Summary: Resets the agent back to its tabula rasa config.

soft_max_policy(state)[source]
Args:
state (State): Contains relevant state information.
Returns:
(str): action.
update(state, action, reward, next_state)[source]
Args:
state (State) action (str) reward (float) next_state (State)
Summary:
Updates the internal Q Function according to the Bellman Equation. (Classic Q Learning update)

simple_rl.agents.RMaxAgentClass module

RMaxAgentClass.py: Class for an RMaxAgent from [Brafman and Tennenholtz 2003].

Notes:
  • Assumes WLOG reward function codomain is [0,1] (so RMAX is 1.0)
class simple_rl.agents.RMaxAgentClass.RMaxAgent(actions, gamma=0.95, horizon=4, s_a_threshold=1, name='RMax-h')[source]

Bases: simple_rl.agents.AgentClass.Agent

Implementation for an R-Max Agent [Brafman and Tennenholtz 2003]
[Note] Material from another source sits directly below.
PR #353, opened 2022-06-01
Simplify fk lookup

gjtorikian:
Hiya @magnusvk 👋 Thanks for this great gem.

In my project, my Postgres database uses [binary ULIDs](https://github.com/rafaelsales/ulid)—they deserialize as strings, but are stored as binary data.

act(state, reward)[source]
Args:
state (State): see StateClass.py reward (float): the reward associated with arriving in state @state.
Returns:
(str): action.
get_max_q_action(state, horizon=None)[source]
Args:
state (State) horizon (int): Indicates the level of recursion depth for computing Q.
Returns:
(str): The string associated with the action with highest Q value.
get_max_q_value(state, horizon=None)[source]
Args:
state (State) horizon (int): Indicates the level of recursion depth for computing Q.
Returns:
(float): The Q value of the best action in this state.
get_num_known_sa()[source]
get_q_value(state, action, horizon=None)[source]
Args:
state (State) action (str) horizon (int): Indicates the level of recursion depth for computing Q.
Returns:
(float)
is_known(s, a)[source]
reset()[source]
Summary:
Resets the agent back to its tabula rasa config.
update(state, action, reward, next_state)[source]
Args:
state (State) action (str) reward (float) next_state (State)
Summary:
Updates T and R.

simple_rl.agents.RandomAgentClass module

RandomAgentClass.py: Class for a randomly acting RL Agent

class simple_rl.agents.RandomAgentClass.RandomAgent(actions, name='')[source]
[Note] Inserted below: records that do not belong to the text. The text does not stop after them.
Issue #358, opened 2022-11-14
How to update with habtm when products have conditions?


exocode:
Hi there, 

I've some troubles get your gem running in my app:

Product has_and_belongs_to_many Categories through CategoriesProducts

But only "visible" products should be counted.

This is what I've so far (straight forward):

```ruby
class Product < ApplicationRecord
  scope :visible, -> { where(visible: true) }

  has_many :categories_products
  has_many :categories, through: :categories_products, class_name: 'Category'
end

class Category < ApplicationRecord
  has_many :categories_products
  has_many :products, through: :categories_products, class_name: 'Product'

  has_many :category_children, class_name: "Category", foreign_key: :category_parent_id
  belongs_to :category_parent, class_name: "Category", optional: true
end


class CategoriesProduct < ApplicationRecord
  belongs_to :category #, class_name: 'Category' 
  belongs_to :product #, class_name: 'Product'

  counter_culture :category,
                  # column_name: 'products_count', # works but does not filter my products by "visibility"
                  column_name: ->(model) { model.product.visible? ? 'products_count' : nil }
                  column_names: {
                    ['categories_products.visible', true] => 'products_count',
                  }
                  # also tried , but none of them are working.
                  column_names: {
                    Product.visible => 'products_count',
                  }
end

```

Do I have some extra scopes/queries in the relation model? 

Totally hung up. A point into the right direction whould save my day

Thank you

magnusvk:
Nothing looks wrong at first glance. Are you inserting `CategoriesProduct` without callbacks in some way perhaps? In that case counter_culture wouldn't work.

jwilson114:
Ive got an almost identical set up configuration and  counter_culture using column_names and a specific scope is not changing when the product_category relation is destroyed or created

`
counter_culture :product_category, column_name: 'active_products_count', execute_after_commit: true, column_names: -> { {
    ['products.active_sales_channel = TRUE'] => :active_products_count
  } }
`

would also appreciate any assistance

exocode:
> Nothing looks wrong at first glance. Are you inserting CategoriesProduct without callbacks in some way perhaps? In that case counter_culture wouldn't work.

Nothing special: 
`Product.update(categories: Category.all.sample(2)`
The new relations in `CategoriesProduct` are created, the old ones deleted. The new entries are properly counted, but the counter does not update the old entries.

When I do a `Product.unscoped.destroy_all` the `products_count` in the `Category` model wont get updated. ONLY a 
[...]

PR #359, opened 2022-11-17
added example when removed from habtm relation

exocode:
I've added rspec example for a habtm relation. 

- Given a `product.create("A product", categories: [old_category])`
- When `product.update(categories: [new_category1, new_category2])` is updating,
- The `old_category` relation is deleted, but the counter for `old_category` stays untouched. 

(The `new_categories` are counted properly!)

The other spec tests are mostly sanity checks

### DIFF
--- a/spec/counter_culture_spec.rb
+++ b/spec/counter_culture_spec.rb
@@ -34,6 +34,9 @@ require 'models/city'
 require 'models/group'
 require 'models/sub_group'
 require 'models/group_item'
+require 'models/habtm_product'
+require 'models/habtm_category'
+require 'models/habtm_category_product'
 
 if ENV['DB'] == 'postgresql'
   require 'models/purchase_order'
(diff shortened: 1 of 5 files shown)


exocode:
Regarding to this issue https://github.com/magnusvk/counter_culture/issues/358

magnusvk:
Ok, so I think the issue here must be that the callbacks on the has-and-belongs-to-many model aren't firing when you're updating the relation directly. Doing a little bit of googling on this, it seems like the way to do this would be to add `after_remove` and `after_add` callbacks on the relation. But then I'd imagine it getting tricky in that we'd have to make sure that only one or the other callback fires, not both, to prevent double-decrementing or -incrementing.

This unfortunately looks like it might end up being a pretty big change, so I won't have time to work on that. If you're willing to invest the time, I'd be happy to look at a PR that adds this. Alternatively, I think if you stopped using `update` and manipulated the has-and-belongs-to-many model directly instead, that it would end up counting correctly for you.

Thanks for opening this, it does make the problem easy to understand.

Bases: simple_rl.agents.AgentClass.Agent

Class for a random decision maker.

act(state, reward)[source]
Args:
state (State): see StateClass.py reward (float): the reward associated with arriving in state @state.
Returns:
(str): action.

Module contents

Implementations of standard RL agents:

AgentClass: Contains the basic skeleton of an RL Agent. QLearningAgentClass: Q-Learning. LinearQAgentClass: Q-Learning with a Linear Approximator. RandomAgentClass: Random actor. RMaxAgentClass: R-Max. LinUCBAgentClass: Contextual Bandit Algorithm.